JonChesterfield · 2024-02-14T10:57:22.000000Z

Worth noting that a GPU is essentially a hardware scheduler for large numbers of small threads that yields whenever one needs to wait for memory. They don't have a great way of changing the working set of threads.

xgstation · 2024-02-13T08:36:10.000000Z

This is interesting. The article mentioned Zen4c is architecture same to Zen4 but optimized for density running at lower frequency. Question here if anyone knows the answer: it seems like high frequency requires significantly more transistors? And is optimized for density also means less power consumption(assuming both zen4 and zen4c running at same frequency)?

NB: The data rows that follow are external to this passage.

PR #7034, opened 2025-12-05
Documentation update: Update findOne call to use dynamic ID

connor11528:
In the code provided we wouldn't actually know the ID of the entity so updating to a more realistic scenario


B4nan:
The example is about principle, I think its fine. IMO your change doesn't make it any better, I'd say it actually makes it worse, since `jon.id` doesn't have a value by the time you are using it.

connor11528:
oh i thought since we're querying for it by id = 1 that it had an id. if the create was awaited then would it have an id? i'm just a little unclear on this section. certainly not trying to make the docs worse :)

B4nan:
No, create is a sync method, there is no point in awaiting it. You would need to flush.

PR #7040, opened 2025-12-09
fix(schema): ensure `SchemaGenerator` respects `skipTables` option when diffing a schema

ksemasinghe:
This updates the `prepareSchemaForComparison` method of `SqlSchemaGenerator` to pass down the `skipTables` option from the `schemaGenerator` config.

Prior to this change, this option was only being applied when generating the `toSchema` but not `fromSchema`.

This posed an issue if you were not using snapshots as creating a fresh schema as the target for `fromSchema` would not run through the same "skip" logic that `getTargetSchema` would when generating the `toSchema`.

yaantc · 2024-02-13T09:32:17.000000Z

For a given process design kit (PDK), the synthesis tool will have a few different types of transistors. They correspond to different trade-offs between size and power on one hand, and speed on the other. The fastest the transistor, the bigger it is and the more it leaks (lower voltage threshold means faster switch time, but more leakage).

For a given target frequency, the synthesis tool will always use the most efficient transistors it can. And the result is a mix, using the few available types. But the highest the frequency, the higher the proportion of faster and bigger transistors in the mix.

This is the bird's eye view and very simplified, but hopefully enough to get the idea ;)

swozey · 2024-02-13T17:55:01.000000Z

It's wild that I work on the "hardware" (kernel, cgroups, vfio, qemu) and know absolutely so little about what goes into building the actual hardware.

I think this post just enlightened me to the EE involved in chips than I've learned over 15 years.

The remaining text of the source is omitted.